Blog Post #4
Does the rapid advancement in military technology offer a step toward reducing or exacerbating gender inequalities?
No. It does not. In fact, in my opinion, it will make it much more complicated. And there are three reasons as to why. One is more visible than the other, the third, I guarantee, has been and will always be denounced by somebody, and the one in the middle is a mix of both.
The first reason
In our lecture videos on this topic, it is mentioned that in the time of techno-war, men and women are now equal and are at odds with technology. This is technically true but is at best a surface-level view.
The first issue to be highlighted here is that, much like the weapons used by humans on the field, this technology is being gendered, which is by no means a new concept.
Military technology, according to the lecture video and the interview shown, is considered objective, logical, calculated, efficient and shows no emotion. Supposedly, all humans are now feminine compared to robots. We all are subjective, irrational, reactive, susceptible to fatigue and we all show emotion.
“… advances in technology should favor women who want to participate in the armed services allowing them to bypass debates about the lack of upper-body strength that detractors often claim is a prime obstacle to their participation.” (Sjoberg and Tickner, 159)
This is a nice thought, I have to admit. And it would be fantastic if the world worked that way. And yet:
What the issue of the "them vs. us" idea is that it won’t stop at that. With gender norms being so prominent to many people, what’s below the surface of that idea is that now women will be taken less seriously than before.
Women will now be, compared to men, who are compared to robots: more irrational, more reactive, more emotional. With this in mind, women are now a kind of third-in-line concept because they will still be compared to human men even when both genders are “equal” compared to robots: the first-in-line to the logically capable actors in warfare and defense. And, as Eric M. Blanchard writes in Sjoberg and Tickner’s book, female tele-operators will still be up against similar “devaluing” of their work as computer programmers.
Wait. But I thought it was now men and women against robots.

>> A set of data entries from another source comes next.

PR #1040, opened 2021-01-29
internal/server: send entrypoint URL config only when we get a token

mitchellh:
At the server level, this sets us up completely for any scenario where
the URL service configuration changes. However, the CEB doesn't yet
support changing URL configurations (it ignores them once it has
initialized) so we only send down the URL config once we are ready.
Future changes will just be ignored.

### DIFF
--- a/internal/server/singleprocess/service_deploy.go
+++ b/internal/server/singleprocess/service_deploy.go
@@ -55,7 +55,7 @@ func (s *service) UpsertDeployment(
 		}
 
 		// Create a context that will timeout relatively quickly
-		ctx, cancel := context.WithTimeout(ctx, 5*time.Second)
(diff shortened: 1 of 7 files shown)


internal/server/singleprocess/service_deploy.go
```diff
@@ -55,7 +55,7 @@ func (s *service) UpsertDeployment(
 		}
 
 		// Create a context that will timeout relatively quickly
-		ctx, cancel := context.WithTimeout(ctx, 5*time.Second)
+		ctx, cancel := context.WithTimeout(ctx, 30*time.Second)
```
mitchellh, line 58: This is an unrelated change that we want to get in as well to increase the buffer horizon has to setup the hostname.

krantzinator (approved):
works great with the new horizon changes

“The unmanning of combat has complicated these boundary drawing practices greatly, troubling assumptions about women in combat (question about women’s capability in performing equal roles in combat)…” (Sjoberg and Tickner, 159)
The second reason
I feel a responsibility to the actively working military men during this analysis to give them some benefit of the doubt.
In the interview we watched, the ex-drone pilot being interviewed spoke out about the backlash he received from those he had worked with during his service after revealing what damage his work had done to his thinking and mental health. (I’m sick over the idea of a friend of two and a half years suddenly saying he would shoot him because of his honesty and openness of PTSD.)
Although I don’t necessarily doubt that women would go through the same thing, they wouldn’t technically go through the same thing.
The man who speaks about PTSD and mental health issues after spending years taking lives of unknown people thousands of miles away is seen as weak and suddenly like he lost his masculinity. He needs to “man up.” He’s shamed by his colleagues and his superiors for being human.
The women who speaks about the same mental health issues after having the same sort of missions, might receive the same backlash, but it’s expected of her to not have been able to handle it.
Whereas the man is thought to be humanly equipped with the lack of emotions to make him capable of killing people without batting an eye, the woman is expected to be squeamish and unable to stomach such a task. (Tell that to my friend’s stepsister who stands at 5’2 and is a search-and-rescue sharpshooter for the IDF.)
Even if the concept of robots vs. humans was plausible, it already is not because of this view on the expected innate capabilities of men and women.
The third reason
Not to draw too much on Cohn’s writing, since it is not a part of this section, but it is the basis for my third reason as to why advancement in military technology will not offer a step toward reducing or exacerbating gender inequalities.
During Cohn’s experience viewing the (very masculine) field of nuclear proliferation, she wrote about two observations, among other things:
1. Sterilized language
2. Depersonalization of warfare as beneficial
These two concepts were brought up again in this section because two of the main similarities between nuclear missiles and militarized drones are that they are destructive, and they are technology.
I don’t believe that the advancement of military technology will suddenly make it easier for women to rank as fast as men or be given the same missions as them. If men in the nuclear proliferation field view their missiles as weapons of penetration and their victims as lifeless targets, there’s no stopping them from treating another piece of technology the same, especially when it’s capable of and tasked to do the same exact thing: to kill.
“The disciplining of soldiers to believe that simulations are reality… ‘produces “a kind of isolation” from the violence of war …” “Simultaneously, it rationalises and mystifies the disappearance of the body from war, and the denial of the ‘sentient physicality of human embodiment’ (Shepherd, 181).